MySQL 8.0のSQLの新機能を解説

MySQL 8.0のWindow関数のサンプル集

MySQL 8.0のSQLの新機能を解説第1回

山岸賢治[著]

更新日: 2019/05/30
公開日: 2019/03/08

ポスト

ダウンロードサンプルファイル (5.9 KB)

　本連載では、MySQL 8.0のリリースを記念して、3回にわたってSQLの新機能を解説します。第1回の本稿では、Window関数について解説します。

ポスト

はじめに

　本稿では、MySQL 8.0の新機能であるWindow関数について解説します。前半は、学習効率が良いと思われる順序で、Window関数の各機能をイメージを交えて説明します。後半は、PostgreSQLとOracleのWindow関数の機能をMySQL 8.0で模倣する方法を解説します。

対象読者

MySQLのWindow関数の理解を深めたい方

必要な環境

　本稿で扱うSQLは、MySQL 8.0.15で動作確認しました。

Window関数とは

　Window関数は、select句とorder by句で使うことができます。
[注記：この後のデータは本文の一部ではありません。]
PR #1487, opened 2025-01-28
chore: backend: support / for the oauth2 callback URL

g-linville:
for #1488

This is a small change to support just `/` as the OAuth2 callback URL for auth providers. There will be some slight changes needed for the frontend and the auth provider tools. But that will be pretty easy to do. Merging this now will not affect anything.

とはいえ、order by句で使うことは、ほとんどありません。

Window関数のメリット

　自己結合や相関サブクエリを使ったり、親言語（PHPやRubyなど）やストアドプロシージャで求めていた結果を、SQLで容易に求めることができるようになります。帳票作成やデータ分析において、特に使います。

MySQL 8.0のWindow関数の使用頻度

　使用頻度の高いものからおさえていくと学習効率が良いです。

最頻出	count　max　min　sum　Row_Number
頻出	Lag　Lead　Rank　dense_rank
たまに	avg　First_Value　Last_Value　nth_Value　JSON_ArrayAgg
レア	NTile

　本稿では、以下の機能を順に、サンプルとともに紹介していきます。

1. Select文の件数取得

　Select文の結果の件数がほしいことは、よくあります。そんな時に使うのが、Window関数のcount関数です。以下のように使います。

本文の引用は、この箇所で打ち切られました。